Moynihan had been surprised by Abernathy’s conduct, but I wasn’t. I said, “The problem as I see it, is that they don’t think that I care. We must demonstrate to them that we do care by our actions and not just by our words.”
It was ironic that Moynihan, who was among the strongest advocates of civil rights programs in my administration, provided the very words over which we were subsequently accused of being reactionaries in a memo he wrote to me early in 1970. In it he set forth a number of positive initiatives he felt we should undertake. In a section clearly referring to the desirability of cooling inflated rhetoric, he wrote:
The time may have come when the issue of race could benefit from a period of “benign neglect.” The subject has been too much talked about. The forum has been too much taken over by hysterics, paranoids, and boodlers on all sides. We may need a period in which Negro progress continues and racial rhetoric fades.
The phrase benign neglect was seized upon out of context to characterize the administration’s attitude toward blacks and other minorities. It was a term that caught on and was played back to us every time we
tried to do something constructive in the civil rights area. Moynihan was deeply distressed by this incident and offered to resign. Of course, I refused his offer.
A good job is as basic and important a civil right as a good education, and many blacks and members of other minorities were being prevented from getting good jobs because of the policies of the major labor unions which excluded them from membership or discriminated against them in hiring and promotion. Therefore the first problem we addressed was unemployment. I asked Secretary of Labor George Shultz to see what could be done. He proposed a plan which would require all contractors working on federally funded construction projects to pledge a good faith effort toward the goal of hiring a representative number of minority workers.
Shultz pointed out that of the 1.3 million construction workers in the United States, only 106,000 were black, and 80 percent of those were in the lowest paid category of laborers; of the 130,000 building apprentices in the country, only 5,000 were black.
As Vice President I had been chairman of Eisenhower’s Committee on Government Contracts, which made substantial progress in using persuasion and publicity to encourage companies with government contracts to hire more minority workers. I felt that the plan Shultz devised, which would require such action by law, was both necessary and right. We would not fix quotas, but would require federal contractors to show “affirmative action” to meet the goals of increasing minority employment. For example, in Philadelphia the goal would be to increase it from 4 percent to 26 percent between 1969 and 1973. Other cities would have other goals.
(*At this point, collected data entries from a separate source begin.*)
PR #4716, opened 2026-08-14
fix(automations): show the triggering message in the run log (#4711)

### LINKED ISSUE #4711: [FEAT] Automation engine - RUNS - display actual captured messages
Hi Yeraze,

There is a lot of info in these RUNS log
but only  date/time/node/channel  + the trigger message itself 
would be enough for debug for humans  :) 

Best regards,
Kokoshell

Image

Yeraze:
Closes #4711

## The problem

Congressional conservatives joined organized labor in vehemently opposing this plan. They considered it heretical for a Republican President to propose such a thing—and heresy is rarely politically popular. Right up to his death in September 1969, Everett Dirksen urged me to abandon it. In a meeting in the Cabinet Room with the legislative leaders he said, in his characteristically colorful way, “As your leader in the Senate of the United States, it is my bounden duty to tell you that this thing is about as popular as a crab in a whorehouse. You will split your own party if you insist on pursuing it. And, Mr. President, I do not think that I myself will be able to support you on this ill-conceived scheme.”